== Problem details ==
Set down the complete data exactly as it appears below.

Dataset records
━━━━

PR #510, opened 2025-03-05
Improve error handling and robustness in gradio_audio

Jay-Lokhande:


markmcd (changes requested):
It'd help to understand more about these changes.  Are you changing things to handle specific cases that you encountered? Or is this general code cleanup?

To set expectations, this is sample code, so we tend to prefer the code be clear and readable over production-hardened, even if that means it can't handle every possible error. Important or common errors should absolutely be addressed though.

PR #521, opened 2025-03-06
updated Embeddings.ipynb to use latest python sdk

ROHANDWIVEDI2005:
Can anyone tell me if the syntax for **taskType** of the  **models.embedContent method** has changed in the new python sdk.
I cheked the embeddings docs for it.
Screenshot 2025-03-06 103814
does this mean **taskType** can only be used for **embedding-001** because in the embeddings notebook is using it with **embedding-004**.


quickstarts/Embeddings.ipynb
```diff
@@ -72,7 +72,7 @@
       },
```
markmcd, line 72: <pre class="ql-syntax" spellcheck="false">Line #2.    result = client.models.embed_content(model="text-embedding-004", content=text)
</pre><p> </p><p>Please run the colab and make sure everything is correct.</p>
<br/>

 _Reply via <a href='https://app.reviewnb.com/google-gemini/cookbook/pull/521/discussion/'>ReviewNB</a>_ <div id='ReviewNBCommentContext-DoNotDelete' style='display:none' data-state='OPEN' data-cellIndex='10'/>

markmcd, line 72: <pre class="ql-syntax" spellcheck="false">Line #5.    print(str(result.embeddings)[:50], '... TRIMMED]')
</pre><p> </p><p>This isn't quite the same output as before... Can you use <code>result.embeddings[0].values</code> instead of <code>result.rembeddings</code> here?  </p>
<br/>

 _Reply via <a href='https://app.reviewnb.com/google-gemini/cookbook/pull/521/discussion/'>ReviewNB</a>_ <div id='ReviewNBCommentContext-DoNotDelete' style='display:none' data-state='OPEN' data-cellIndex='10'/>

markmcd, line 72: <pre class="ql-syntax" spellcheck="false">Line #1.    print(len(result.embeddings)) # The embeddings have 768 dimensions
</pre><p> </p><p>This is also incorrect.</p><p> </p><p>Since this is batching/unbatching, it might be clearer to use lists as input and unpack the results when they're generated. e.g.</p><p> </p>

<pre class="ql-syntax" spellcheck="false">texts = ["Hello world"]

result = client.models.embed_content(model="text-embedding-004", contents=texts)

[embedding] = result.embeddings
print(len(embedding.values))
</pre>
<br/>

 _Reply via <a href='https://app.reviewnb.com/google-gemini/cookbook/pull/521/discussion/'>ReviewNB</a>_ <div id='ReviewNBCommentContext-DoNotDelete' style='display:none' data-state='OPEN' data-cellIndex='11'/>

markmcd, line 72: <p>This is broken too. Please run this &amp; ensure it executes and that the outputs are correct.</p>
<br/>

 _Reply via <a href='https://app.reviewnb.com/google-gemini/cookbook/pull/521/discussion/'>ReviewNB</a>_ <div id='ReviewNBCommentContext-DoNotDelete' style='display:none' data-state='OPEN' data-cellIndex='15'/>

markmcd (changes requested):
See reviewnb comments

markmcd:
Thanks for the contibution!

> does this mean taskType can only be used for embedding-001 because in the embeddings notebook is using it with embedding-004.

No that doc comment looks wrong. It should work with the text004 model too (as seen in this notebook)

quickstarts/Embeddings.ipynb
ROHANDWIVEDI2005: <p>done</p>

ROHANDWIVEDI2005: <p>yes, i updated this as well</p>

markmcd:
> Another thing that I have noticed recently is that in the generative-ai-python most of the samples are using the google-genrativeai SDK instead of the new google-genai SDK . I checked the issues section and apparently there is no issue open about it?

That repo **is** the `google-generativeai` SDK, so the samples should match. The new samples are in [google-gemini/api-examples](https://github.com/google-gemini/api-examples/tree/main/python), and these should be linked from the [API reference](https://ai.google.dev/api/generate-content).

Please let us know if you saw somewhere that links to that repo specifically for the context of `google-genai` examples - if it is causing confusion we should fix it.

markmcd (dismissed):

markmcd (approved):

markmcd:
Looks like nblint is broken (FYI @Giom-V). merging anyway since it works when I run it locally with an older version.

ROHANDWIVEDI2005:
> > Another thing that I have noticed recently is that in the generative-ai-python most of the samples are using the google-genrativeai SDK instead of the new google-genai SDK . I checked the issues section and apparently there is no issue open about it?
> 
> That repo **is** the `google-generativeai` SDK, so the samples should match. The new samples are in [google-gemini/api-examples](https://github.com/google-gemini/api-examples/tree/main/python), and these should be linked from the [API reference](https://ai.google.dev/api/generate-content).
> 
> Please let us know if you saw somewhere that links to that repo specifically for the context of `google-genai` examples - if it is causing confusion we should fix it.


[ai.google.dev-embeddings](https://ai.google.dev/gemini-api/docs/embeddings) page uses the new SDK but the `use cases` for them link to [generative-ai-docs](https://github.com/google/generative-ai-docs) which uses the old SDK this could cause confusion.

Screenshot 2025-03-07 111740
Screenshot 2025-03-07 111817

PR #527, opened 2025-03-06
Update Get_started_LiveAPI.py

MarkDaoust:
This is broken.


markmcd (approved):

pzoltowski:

━━━━

== Expected output ==
PR #510, opened 2025-03-05
Improve error handling and robustness in gradio_audio

Jay-Lokhande:


markmcd (changes requested):
It'd help to understand more about these changes.  Are you changing things to handle specific cases that you encountered? Or is this general code cleanup?

To set expectations, this is sample code, so we tend to prefer the code be clear and readable over production-hardened, even if that means it can't handle every possible error. Important or common errors should absolutely be addressed though.

PR #521, opened 2025-03-06
updated Embeddings.ipynb to use latest python sdk

ROHANDWIVEDI2005:
Can anyone tell me if the syntax for **taskType** of the  **models.embedContent method** has changed in the new python sdk.
I cheked the embeddings docs for it.
Screenshot 2025-03-06 103814
does this mean **taskType** can only be used for **embedding-001** because in the embeddings notebook is using it with **embedding-004**.


quickstarts/Embeddings.ipynb
```diff
@@ -72,7 +72,7 @@
       },
```
markmcd, line 72: <pre class="ql-syntax" spellcheck="false">Line #2.    result = client.models.embed_content(model="text-embedding-004", content=text)
</pre><p> </p><p>Please run the colab and make sure everything is correct.</p>
<br/>

 _Reply via <a href='https://app.reviewnb.com/google-gemini/cookbook/pull/521/discussion/'>ReviewNB</a>_ <div id='ReviewNBCommentContext-DoNotDelete' style='display:none' data-state='OPEN' data-cellIndex='10'/>

markmcd, line 72: <pre class="ql-syntax" spellcheck="false">Line #5.    print(str(result.embeddings)[:50], '... TRIMMED]')
</pre><p> </p><p>This isn't quite the same output as before... Can you use <code>result.embeddings[0].values</code> instead of <code>result.rembeddings</code> here?  </p>
<br/>

 _Reply via <a href='https://app.reviewnb.com/google-gemini/cookbook/pull/521/discussion/'>ReviewNB</a>_ <div id='ReviewNBCommentContext-DoNotDelete' style='display:none' data-state='OPEN' data-cellIndex='10'/>

markmcd, line 72: <pre class="ql-syntax" spellcheck="false">Line #1.    print(len(result.embeddings)) # The embeddings have 768 dimensions
</pre><p> </p><p>This is also incorrect.</p><p> </p><p>Since this is batching/unbatching, it might be clearer to use lists as input and unpack the results when they're generated. e.g.</p><p> </p>

<pre class="ql-syntax" spellcheck="false">texts = ["Hello world"]

result = client.models.embed_content(model="text-embedding-004", contents=texts)

[embedding] = result.embeddings
print(len(embedding.values))
</pre>
<br/>

 _Reply via <a href='https://app.reviewnb.com/google-gemini/cookbook/pull/521/discussion/'>ReviewNB</a>_ <div id='ReviewNBCommentContext-DoNotDelete' style='display:none' data-state='OPEN' data-cellIndex='11'/>

markmcd, line 72: <p>This is broken too. Please run this &amp; ensure it executes and that the outputs are correct.</p>
<br/>

 _Reply via <a href='https://app.reviewnb.com/google-gemini/cookbook/pull/521/discussion/'>ReviewNB</a>_ <div id='ReviewNBCommentContext-DoNotDelete' style='display:none' data-state='OPEN' data-cellIndex='15'/>

markmcd (changes requested):
See reviewnb comments

markmcd:
Thanks for the contibution!

> does this mean taskType can only be used for embedding-001 because in the embeddings notebook is using it with embedding-004.

No that doc comment looks wrong. It should work with the text004 model too (as seen in this notebook)

quickstarts/Embeddings.ipynb
ROHANDWIVEDI2005: <p>done</p>

ROHANDWIVEDI2005: <p>yes, i updated this as well</p>

markmcd:
> Another thing that I have noticed recently is that in the generative-ai-python most of the samples are using the google-genrativeai SDK instead of the new google-genai SDK . I checked the issues section and apparently there is no issue open about it?

That repo **is** the `google-generativeai` SDK, so the samples should match. The new samples are in [google-gemini/api-examples](https://github.com/google-gemini/api-examples/tree/main/python), and these should be linked from the [API reference](https://ai.google.dev/api/generate-content).

Please let us know if you saw somewhere that links to that repo specifically for the context of `google-genai` examples - if it is causing confusion we should fix it.

markmcd (dismissed):

markmcd (approved):

markmcd:
Looks like nblint is broken (FYI @Giom-V). merging anyway since it works when I run it locally with an older version.

ROHANDWIVEDI2005:
> > Another thing that I have noticed recently is that in the generative-ai-python most of the samples are using the google-genrativeai SDK instead of the new google-genai SDK . I checked the issues section and apparently there is no issue open about it?
> 
> That repo **is** the `google-generativeai` SDK, so the samples should match. The new samples are in [google-gemini/api-examples](https://github.com/google-gemini/api-examples/tree/main/python), and these should be linked from the [API reference](https://ai.google.dev/api/generate-content).
> 
> Please let us know if you saw somewhere that links to that repo specifically for the context of `google-genai` examples - if it is causing confusion we should fix it.


[ai.google.dev-embeddings](https://ai.google.dev/gemini-api/docs/embeddings) page uses the new SDK but the `use cases` for them link to [generative-ai-docs](https://github.com/google/generative-ai-docs) which uses the old SDK this could cause confusion.

Screenshot 2025-03-07 111740
Screenshot 2025-03-07 111817

PR #527, opened 2025-03-06
Update Get_started_LiveAPI.py

MarkDaoust:
This is broken.


markmcd (approved):

pzoltowski:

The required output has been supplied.